(Records shown Opens)

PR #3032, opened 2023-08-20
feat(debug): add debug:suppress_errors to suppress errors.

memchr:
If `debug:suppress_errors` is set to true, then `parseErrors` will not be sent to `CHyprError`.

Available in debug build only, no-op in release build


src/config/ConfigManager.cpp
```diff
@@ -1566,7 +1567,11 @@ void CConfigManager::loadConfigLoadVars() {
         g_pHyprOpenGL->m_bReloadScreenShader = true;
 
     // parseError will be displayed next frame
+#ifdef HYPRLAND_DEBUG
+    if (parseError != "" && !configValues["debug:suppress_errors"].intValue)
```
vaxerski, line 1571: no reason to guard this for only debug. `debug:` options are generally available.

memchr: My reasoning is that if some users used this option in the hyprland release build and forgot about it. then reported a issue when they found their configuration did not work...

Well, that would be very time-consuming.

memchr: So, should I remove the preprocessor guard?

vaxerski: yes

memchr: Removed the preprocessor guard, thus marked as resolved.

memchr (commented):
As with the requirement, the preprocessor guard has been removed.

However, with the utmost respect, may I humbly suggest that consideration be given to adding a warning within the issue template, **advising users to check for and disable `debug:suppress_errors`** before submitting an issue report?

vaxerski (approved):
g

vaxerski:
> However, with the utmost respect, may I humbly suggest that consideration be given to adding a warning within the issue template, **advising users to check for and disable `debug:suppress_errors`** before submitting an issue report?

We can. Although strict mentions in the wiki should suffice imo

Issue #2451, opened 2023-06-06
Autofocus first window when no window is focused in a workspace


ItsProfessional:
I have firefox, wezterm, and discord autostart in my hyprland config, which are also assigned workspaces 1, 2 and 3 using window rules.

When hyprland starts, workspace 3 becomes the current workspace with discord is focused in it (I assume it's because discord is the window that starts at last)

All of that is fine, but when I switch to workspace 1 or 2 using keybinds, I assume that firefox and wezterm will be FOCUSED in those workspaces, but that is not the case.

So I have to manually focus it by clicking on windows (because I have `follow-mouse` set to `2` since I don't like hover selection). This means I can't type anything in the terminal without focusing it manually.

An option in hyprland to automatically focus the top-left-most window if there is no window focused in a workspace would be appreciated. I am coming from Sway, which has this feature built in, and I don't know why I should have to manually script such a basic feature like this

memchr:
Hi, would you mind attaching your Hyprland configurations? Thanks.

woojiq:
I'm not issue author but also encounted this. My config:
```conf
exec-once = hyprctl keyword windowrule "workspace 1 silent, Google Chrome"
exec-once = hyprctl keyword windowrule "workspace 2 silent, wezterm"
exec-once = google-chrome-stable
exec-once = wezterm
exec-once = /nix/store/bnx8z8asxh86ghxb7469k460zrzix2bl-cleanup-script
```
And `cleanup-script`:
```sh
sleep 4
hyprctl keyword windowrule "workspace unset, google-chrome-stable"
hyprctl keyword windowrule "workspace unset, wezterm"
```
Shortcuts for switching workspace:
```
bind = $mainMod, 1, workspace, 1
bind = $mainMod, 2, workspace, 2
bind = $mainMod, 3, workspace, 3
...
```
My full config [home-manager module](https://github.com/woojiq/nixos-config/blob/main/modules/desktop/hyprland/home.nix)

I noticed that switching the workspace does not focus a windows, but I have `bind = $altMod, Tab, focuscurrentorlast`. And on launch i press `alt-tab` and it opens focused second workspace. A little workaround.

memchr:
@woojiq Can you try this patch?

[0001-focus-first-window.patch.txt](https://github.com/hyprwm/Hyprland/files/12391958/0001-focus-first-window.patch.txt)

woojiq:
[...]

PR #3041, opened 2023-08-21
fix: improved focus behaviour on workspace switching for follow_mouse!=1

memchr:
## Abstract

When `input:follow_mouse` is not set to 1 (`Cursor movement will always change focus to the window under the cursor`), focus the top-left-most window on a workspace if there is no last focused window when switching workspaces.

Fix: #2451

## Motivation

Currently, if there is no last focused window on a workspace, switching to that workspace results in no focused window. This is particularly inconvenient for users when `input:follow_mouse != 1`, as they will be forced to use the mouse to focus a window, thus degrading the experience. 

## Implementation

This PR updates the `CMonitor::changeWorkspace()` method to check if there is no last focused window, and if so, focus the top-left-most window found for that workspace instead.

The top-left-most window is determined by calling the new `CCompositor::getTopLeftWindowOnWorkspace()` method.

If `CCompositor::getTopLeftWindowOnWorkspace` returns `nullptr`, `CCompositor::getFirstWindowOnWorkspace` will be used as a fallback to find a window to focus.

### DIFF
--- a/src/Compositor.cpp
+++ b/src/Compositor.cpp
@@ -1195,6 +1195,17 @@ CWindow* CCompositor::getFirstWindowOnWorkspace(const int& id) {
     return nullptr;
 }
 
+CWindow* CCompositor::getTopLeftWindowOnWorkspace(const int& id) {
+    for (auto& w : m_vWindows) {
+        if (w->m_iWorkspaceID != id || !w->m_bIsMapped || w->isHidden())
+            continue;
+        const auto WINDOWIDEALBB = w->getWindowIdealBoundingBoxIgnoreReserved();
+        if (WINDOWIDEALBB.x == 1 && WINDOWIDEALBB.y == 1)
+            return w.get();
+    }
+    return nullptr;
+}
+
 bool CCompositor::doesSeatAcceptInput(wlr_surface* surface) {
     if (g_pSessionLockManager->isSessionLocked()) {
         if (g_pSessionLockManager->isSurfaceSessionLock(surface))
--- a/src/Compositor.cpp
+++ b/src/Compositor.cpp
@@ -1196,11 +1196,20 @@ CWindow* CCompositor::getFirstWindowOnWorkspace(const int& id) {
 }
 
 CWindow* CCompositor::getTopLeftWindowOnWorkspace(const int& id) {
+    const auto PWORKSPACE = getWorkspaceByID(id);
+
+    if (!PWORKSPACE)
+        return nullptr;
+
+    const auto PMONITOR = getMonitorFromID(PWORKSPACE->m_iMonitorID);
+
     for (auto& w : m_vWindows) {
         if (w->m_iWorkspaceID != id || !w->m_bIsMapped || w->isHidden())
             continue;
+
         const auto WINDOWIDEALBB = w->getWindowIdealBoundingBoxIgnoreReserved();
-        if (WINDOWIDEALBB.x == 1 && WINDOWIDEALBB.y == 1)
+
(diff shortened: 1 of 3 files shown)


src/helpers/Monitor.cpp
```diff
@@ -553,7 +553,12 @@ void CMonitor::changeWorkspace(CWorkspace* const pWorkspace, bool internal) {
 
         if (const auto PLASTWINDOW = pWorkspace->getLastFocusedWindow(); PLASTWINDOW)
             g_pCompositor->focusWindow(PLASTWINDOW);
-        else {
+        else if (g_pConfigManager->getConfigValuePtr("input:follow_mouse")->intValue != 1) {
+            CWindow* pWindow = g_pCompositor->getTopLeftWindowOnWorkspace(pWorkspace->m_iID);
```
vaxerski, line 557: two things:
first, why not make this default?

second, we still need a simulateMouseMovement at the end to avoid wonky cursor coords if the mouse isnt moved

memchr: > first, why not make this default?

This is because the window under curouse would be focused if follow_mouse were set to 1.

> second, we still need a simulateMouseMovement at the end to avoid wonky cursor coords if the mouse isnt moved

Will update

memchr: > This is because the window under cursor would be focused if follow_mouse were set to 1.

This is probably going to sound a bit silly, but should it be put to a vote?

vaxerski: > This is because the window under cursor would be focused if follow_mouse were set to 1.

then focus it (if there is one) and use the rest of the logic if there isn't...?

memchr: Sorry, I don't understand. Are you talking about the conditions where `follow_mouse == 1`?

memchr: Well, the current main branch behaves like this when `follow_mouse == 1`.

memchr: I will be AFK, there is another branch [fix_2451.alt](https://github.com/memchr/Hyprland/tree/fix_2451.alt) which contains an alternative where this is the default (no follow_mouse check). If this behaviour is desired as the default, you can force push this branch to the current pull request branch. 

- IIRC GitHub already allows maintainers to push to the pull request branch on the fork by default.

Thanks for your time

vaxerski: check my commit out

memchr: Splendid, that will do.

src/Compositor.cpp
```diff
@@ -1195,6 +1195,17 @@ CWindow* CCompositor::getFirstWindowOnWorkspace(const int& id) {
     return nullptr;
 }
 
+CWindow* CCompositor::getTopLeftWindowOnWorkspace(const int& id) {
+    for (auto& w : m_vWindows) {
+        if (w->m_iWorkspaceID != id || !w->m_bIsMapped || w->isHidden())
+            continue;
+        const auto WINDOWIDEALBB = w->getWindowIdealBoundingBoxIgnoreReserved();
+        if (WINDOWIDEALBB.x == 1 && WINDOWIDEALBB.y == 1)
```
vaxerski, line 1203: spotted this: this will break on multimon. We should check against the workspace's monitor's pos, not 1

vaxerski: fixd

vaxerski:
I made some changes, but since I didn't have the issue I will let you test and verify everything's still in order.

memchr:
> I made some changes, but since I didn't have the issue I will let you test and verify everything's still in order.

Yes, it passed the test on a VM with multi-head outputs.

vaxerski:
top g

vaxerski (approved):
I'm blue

(Records shown Closes)

(Work item):
Across the material above, how many lines contain the string "wonky"? The reply should be that number alone.

(Answer for this exercise):
2